Stored data entries
☆ ☆ ☆

PR #1074, opened 2022-04-01
chore: don't publish sourcemaps

aleclarson:
Avoid publishing inline sourcemaps to npm, just like Vite

### DIFF
--- a/packages/vite-node/package.json
+++ b/packages/vite-node/package.json
@@ -58,7 +58,7 @@
   },
   "scripts": {
     "build": "rimraf dist && rollup -c",
-    "dev": "rollup -c --watch --watch.include=src/**",
+    "dev": "rollup -c --watch --watch.include=src/** -m inline",
     "prepublishOnly": "nr build",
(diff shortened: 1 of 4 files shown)


sheremet-va (changes requested):
What about other `packages`? They all have their own config

patak-dev (approved):

aleclarson:
ok I think that's all of them

sheremet-va (approved):

antfu:
What's the benefit of not publishing it? I actually did that on purpose.

aleclarson:
@antfu It increases the install size by a lot. Vite also used to publish sourcemaps, but stopped. Anyone debugging Vitest can fork the repo and build it locally.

☆ ☆ ☆

Quote, without alteration, the final stretch of the entries: the line with "What's the benefit" onward to the last line.

What's the benefit of not publishing it? I actually did that on purpose.

aleclarson:
@antfu It increases the install size by a lot. Vite also used to publish sourcemaps, but stopped. Anyone debugging Vitest can fork the repo and build it locally.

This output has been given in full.